## What is expected
Report all lines of the data below that hold the word "ones".

Top of Data

PR #625, opened 2026-09-17
Ruff is all you need

wulfdewolf:
This switches out `black`, `isort`, and `flake8` for `ruff`.

I tried to keep the old settings as much as possible. 
I updated `pyproject.toml`, `.pre-commit-config.yaml`, and `tox.ini` to use `ruff`.

I then ran the new setup on all files.
Initially, `ruff` complained about a lot, so I kept ignoring rules until I got to a point where the only complaints where auto-fixable.
Those auto-fixes are the changes you can see in the files.

I copied most settings from Plenoptic


BalzaniEdoardo (commented):
this looks sensible to  me, I would have @billbrod take a look before merging

pyproject.toml
```diff
@@ -183,20 +151,87 @@ exclude_lines = [
...
+    "C901",  # Complex tests and fixtures.
+    "E731",  # Lambda assignments as compact test callables.
+    "E741",  # Short mathematical variable names.
+]
+"scripts/**" = [
+    "E501",  # Long parametrizations and expected messages.
+    "C901",  # Complex tests and fixtures.
+    "E731",  # Lambda assignments as compact test callables.
+    "E741",  # Short mathematical variable names.
+]
```
BalzaniEdoardo, line 223: why C901 is in the scripts?

wulfdewolf: because there are scripts with complexity > 10, the comment behind it isn't accuarte, I copied it from the one above.
C901 checks for function complexity, I just pushed a more correct comment for it in the scripts block

pyproject.toml
```diff
@@ -183,20 +151,87 @@ exclude_lines = [
...
+    # complexity check
+    "C90"
+]
+ignore = ["D420", "D421", "D401", "F722"]
 
+[tool.ruff.lint.mccabe]
+max-complexity = 10
+
+[tool.ruff.lint.pycodestyle]
+max-line-length = 120
```
billbrod, line 205: how does this interact with `line-length = 88` set under `tool.ruff`?

pyproject.toml
```diff
@@ -183,20 +151,87 @@ exclude_lines = [
...
+
+[tool.ruff.lint.flake8-annotations]
+allow-star-arg-any = true
+suppress-none-returning = true
+
```
billbrod:
```suggestion
```

you don't have `ANN` activated, so these aren't doing anything

pyproject.toml
billbrod: I think it's worth thinking about whether those scripts should be simplified. Same with tests

pyproject.toml
```diff
@@ -183,20 +151,87 @@ exclude_lines = [
...
+]
+"scripts/**" = [
+    "E501",  # Long parametrizations and expected messages.
+    "C901",  # Complex scripts.
+    "E731",  # Lambda assignments as compact test callables.
+    "E741",  # Short mathematical variable names.
+]
+
+# Exercise notebooks may reference names defined in skipped cells.
+"exercises*.ipynb" = ["F821"]
```
billbrod:
```suggestion
```

doesn't do anything for you -- this is for a specific subsection of plenoptic's documentation

billbrod (approved):
Looks good to me, though I'd suggest adding EVEN MORE CHECKS. Here are the ruff rules plenoptic has that you're aren't using: 
- [pyupgrade](https://docs.astral.sh/ruff/rules/#pyupgrade-up), to make sure code is using modern features
- [flake8-simplify](https://docs.astral.sh/ruff/rules/#flake8-simplify-sim), lots of rules to simplify code
- various documentation-related ones: [flake8-annotate](https://docs.astral.sh/ruff/rules/#flake8-annotations-ann), [pydoclint](https://docs.astral.sh/ruff/rules/#pydoclint-doc): DOC201, DOC202, DOC402, DOC403, DOC501 (those all have to be explicitly added)
- [RUF027](https://docs.astral.sh/ruff/rules/missing-f-string-syntax/) for f-strings

based on what Wolf said, those will require more effort to fix, so if you want them, you could add them one at a time in PRs that focus on fixing any failures that arise.

I have several other checks as part of my pre-commit that I'd recommend considering as well (though that should be in extra PRs, like above). I think the first 2 should definitely be done, the others are more if useful for you.
- [numpydoc](https://numpydoc.readthedocs.io/en/latest/validation.html). Ruff's documentation rules alone don't ensure well-formatted docstrings, I had to add numpydoc as well.
- ruff can lint/format ipynb files, but not myst markdown notebooks. I have a [small custom script](https://github.com/plenoptic-org/plenoptic/blob/main/linting/ruff_notebooks.py) that uses jupytext to convert the markdown notebooks to ipynb, runs ruff on them, and converts them back / raises errors if there any problems. (which is part of my pre commit) 
- I have a pair (`linting/check_magic_functions.py` and `linting/fix_tutorial_semicolons.py`) which together ensure that all plots in all notebooks only show up once, avoiding the duplicate plot issue.
- `linting/check_return_literal.py` makes sure there are no Literal return annotations, which prevents tab-completion (see https://github.com/plenoptic-org/plenoptic/pull/463).
- I have a couple that check for likely misformatted rest / markdown directive: `linting/check_markdown.py`, `linting/check_sphinx_directives.py`

happy to talk through any of those. the ones I wrote myself are less flexible/general, but should be usable without too much work.

pyproject.toml
wulfdewolf: Good question, so I had to add this because ruff doesn't format docstring lines.
So what this does:
- ruff formats everything it usually formats to 88
- ruff doesn't complain if lines are longer than 120

This matches the setup NeMoS had before.
I agree we'd ideally make everything 88, and address the long docstrings/comments.

pyproject.toml
wulfdewolf: got it will remove, my bad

Bottom of Data

## Answer box
- various documentation-related ones: [flake8-annotate](https://docs.astral.sh/ruff/rules/#flake8-annotations-ann), [pydoclint](https://docs.astral.sh/ruff/rules/#pydoclint-doc): DOC201, DOC202, DOC402, DOC403, DOC501 (those all have to be explicitly added)
happy to talk through any of those. the ones I wrote myself are less flexible/general, but should be usable without too much work.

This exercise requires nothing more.